Requirement — Below are some records; quote exactly the lines from the one that contains "### Per-step session selection" through the one that contains "- **Name-bound steps", inclusive, and no others.

Source data —

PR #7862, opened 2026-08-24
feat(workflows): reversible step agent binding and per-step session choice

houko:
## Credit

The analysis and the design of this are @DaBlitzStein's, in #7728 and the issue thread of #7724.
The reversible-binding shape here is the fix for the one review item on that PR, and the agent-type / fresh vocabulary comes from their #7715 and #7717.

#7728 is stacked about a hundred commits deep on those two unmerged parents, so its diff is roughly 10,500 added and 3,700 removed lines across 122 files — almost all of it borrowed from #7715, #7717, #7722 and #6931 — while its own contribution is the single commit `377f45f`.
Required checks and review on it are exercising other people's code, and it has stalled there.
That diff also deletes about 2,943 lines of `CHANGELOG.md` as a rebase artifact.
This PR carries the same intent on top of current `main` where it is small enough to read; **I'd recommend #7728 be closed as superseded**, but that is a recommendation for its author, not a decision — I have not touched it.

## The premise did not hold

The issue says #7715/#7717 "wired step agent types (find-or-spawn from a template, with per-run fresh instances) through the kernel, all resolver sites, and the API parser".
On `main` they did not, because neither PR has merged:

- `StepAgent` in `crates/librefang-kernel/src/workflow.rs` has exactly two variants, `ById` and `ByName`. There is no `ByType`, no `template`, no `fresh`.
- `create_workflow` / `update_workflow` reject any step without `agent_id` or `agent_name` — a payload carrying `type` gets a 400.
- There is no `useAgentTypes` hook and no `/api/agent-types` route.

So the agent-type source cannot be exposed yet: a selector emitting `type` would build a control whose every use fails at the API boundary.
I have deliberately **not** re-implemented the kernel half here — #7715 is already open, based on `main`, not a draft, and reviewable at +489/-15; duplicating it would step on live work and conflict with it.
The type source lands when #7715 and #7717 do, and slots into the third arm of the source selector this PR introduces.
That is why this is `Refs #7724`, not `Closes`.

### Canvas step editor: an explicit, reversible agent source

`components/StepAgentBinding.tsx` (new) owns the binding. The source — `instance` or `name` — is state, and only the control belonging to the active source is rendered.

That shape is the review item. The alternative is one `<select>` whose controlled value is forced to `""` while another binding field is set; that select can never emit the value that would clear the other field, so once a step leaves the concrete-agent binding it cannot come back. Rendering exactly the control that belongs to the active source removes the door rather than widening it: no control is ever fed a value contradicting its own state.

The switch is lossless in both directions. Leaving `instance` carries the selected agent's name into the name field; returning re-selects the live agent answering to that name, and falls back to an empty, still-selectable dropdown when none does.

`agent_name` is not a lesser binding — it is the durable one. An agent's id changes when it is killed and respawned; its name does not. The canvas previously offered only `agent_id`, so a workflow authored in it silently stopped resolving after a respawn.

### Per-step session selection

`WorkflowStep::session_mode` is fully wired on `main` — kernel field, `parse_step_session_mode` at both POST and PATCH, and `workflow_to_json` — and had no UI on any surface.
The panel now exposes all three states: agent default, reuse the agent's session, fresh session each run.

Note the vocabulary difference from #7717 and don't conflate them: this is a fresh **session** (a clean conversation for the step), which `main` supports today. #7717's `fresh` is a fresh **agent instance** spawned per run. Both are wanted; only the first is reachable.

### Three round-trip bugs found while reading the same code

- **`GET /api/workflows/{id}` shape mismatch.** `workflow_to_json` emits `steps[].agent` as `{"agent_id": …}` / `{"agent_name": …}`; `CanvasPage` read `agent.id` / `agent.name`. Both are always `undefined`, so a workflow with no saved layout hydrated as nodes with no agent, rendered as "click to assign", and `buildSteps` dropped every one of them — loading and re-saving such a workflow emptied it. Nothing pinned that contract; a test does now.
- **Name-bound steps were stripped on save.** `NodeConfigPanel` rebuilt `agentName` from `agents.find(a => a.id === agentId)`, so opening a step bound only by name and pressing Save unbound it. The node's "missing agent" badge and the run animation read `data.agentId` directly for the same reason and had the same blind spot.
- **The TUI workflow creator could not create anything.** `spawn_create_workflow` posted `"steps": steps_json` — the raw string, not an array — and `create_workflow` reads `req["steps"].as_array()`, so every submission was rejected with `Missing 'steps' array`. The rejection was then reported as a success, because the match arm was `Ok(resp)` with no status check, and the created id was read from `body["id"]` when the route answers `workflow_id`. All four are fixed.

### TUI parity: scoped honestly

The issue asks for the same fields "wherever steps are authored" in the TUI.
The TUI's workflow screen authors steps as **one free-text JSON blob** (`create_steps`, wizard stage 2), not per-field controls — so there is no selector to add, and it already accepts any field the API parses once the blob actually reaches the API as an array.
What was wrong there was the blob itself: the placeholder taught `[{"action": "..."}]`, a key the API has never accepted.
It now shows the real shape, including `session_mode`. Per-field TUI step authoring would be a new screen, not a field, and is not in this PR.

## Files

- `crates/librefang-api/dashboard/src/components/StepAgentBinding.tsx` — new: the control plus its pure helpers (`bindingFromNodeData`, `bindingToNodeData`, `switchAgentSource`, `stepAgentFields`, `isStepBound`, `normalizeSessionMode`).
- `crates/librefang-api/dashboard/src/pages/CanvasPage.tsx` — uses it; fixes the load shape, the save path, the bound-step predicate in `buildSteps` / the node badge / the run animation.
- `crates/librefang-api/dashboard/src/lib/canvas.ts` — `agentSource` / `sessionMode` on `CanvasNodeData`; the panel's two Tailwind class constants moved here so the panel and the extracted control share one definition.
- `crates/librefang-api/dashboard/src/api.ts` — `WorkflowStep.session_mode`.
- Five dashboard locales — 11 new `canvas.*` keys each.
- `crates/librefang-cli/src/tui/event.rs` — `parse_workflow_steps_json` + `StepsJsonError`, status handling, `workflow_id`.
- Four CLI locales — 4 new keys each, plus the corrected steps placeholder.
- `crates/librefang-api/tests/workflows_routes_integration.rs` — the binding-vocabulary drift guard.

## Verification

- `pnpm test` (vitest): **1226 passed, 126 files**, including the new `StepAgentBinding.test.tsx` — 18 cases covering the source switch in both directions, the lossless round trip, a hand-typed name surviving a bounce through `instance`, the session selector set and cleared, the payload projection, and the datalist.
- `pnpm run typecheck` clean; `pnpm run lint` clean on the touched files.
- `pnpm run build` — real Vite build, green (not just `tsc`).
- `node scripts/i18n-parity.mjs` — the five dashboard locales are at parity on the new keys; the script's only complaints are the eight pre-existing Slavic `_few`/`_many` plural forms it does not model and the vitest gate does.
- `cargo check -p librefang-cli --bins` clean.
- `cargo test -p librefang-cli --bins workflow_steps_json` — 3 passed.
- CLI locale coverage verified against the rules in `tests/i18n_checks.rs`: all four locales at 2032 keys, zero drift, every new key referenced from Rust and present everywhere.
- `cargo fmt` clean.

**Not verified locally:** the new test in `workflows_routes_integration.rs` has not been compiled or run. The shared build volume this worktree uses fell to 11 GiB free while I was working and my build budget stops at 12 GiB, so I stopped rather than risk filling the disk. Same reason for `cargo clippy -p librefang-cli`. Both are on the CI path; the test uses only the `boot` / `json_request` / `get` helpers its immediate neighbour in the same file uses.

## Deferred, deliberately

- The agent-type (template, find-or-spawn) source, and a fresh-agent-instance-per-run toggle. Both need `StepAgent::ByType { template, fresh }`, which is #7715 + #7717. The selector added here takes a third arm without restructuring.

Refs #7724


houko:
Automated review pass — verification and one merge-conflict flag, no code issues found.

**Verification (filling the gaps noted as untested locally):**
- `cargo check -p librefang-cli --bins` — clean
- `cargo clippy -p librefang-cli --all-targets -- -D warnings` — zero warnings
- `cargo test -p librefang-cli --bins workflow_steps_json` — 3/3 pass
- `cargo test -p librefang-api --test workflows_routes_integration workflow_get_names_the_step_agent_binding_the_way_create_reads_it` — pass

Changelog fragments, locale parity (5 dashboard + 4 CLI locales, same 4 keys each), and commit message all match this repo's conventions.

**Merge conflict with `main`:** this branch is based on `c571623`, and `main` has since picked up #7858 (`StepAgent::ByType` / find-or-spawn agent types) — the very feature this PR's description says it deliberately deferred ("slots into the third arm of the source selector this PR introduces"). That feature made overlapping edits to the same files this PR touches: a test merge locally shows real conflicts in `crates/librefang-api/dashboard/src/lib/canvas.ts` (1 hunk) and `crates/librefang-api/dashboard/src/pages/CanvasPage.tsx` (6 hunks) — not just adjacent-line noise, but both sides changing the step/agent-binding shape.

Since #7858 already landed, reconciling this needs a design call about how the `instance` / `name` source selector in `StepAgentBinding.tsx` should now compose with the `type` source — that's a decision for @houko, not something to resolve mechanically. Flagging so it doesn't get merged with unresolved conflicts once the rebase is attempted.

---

Task result —
### Per-step session selection

`WorkflowStep::session_mode` is fully wired on `main` — kernel field, `parse_step_session_mode` at both POST and PATCH, and `workflow_to_json` — and had no UI on any surface.
The panel now exposes all three states: agent default, reuse the agent's session, fresh session each run.

Note the vocabulary difference from #7717 and don't conflate them: this is a fresh **session** (a clean conversation for the step), which `main` supports today. #7717's `fresh` is a fresh **agent instance** spawned per run. Both are wanted; only the first is reachable.

### Three round-trip bugs found while reading the same code

- **`GET /api/workflows/{id}` shape mismatch.** `workflow_to_json` emits `steps[].agent` as `{"agent_id": …}` / `{"agent_name": …}`; `CanvasPage` read `agent.id` / `agent.name`. Both are always `undefined`, so a workflow with no saved layout hydrated as nodes with no agent, rendered as "click to assign", and `buildSteps` dropped every one of them — loading and re-saving such a workflow emptied it. Nothing pinned that contract; a test does now.
- **Name-bound steps were stripped on save.** `NodeConfigPanel` rebuilt `agentName` from `agents.find(a => a.id === agentId)`, so opening a step bound only by name and pressing Save unbound it. The node's "missing agent" badge and the run animation read `data.agentId` directly for the same reason and had the same blind spot.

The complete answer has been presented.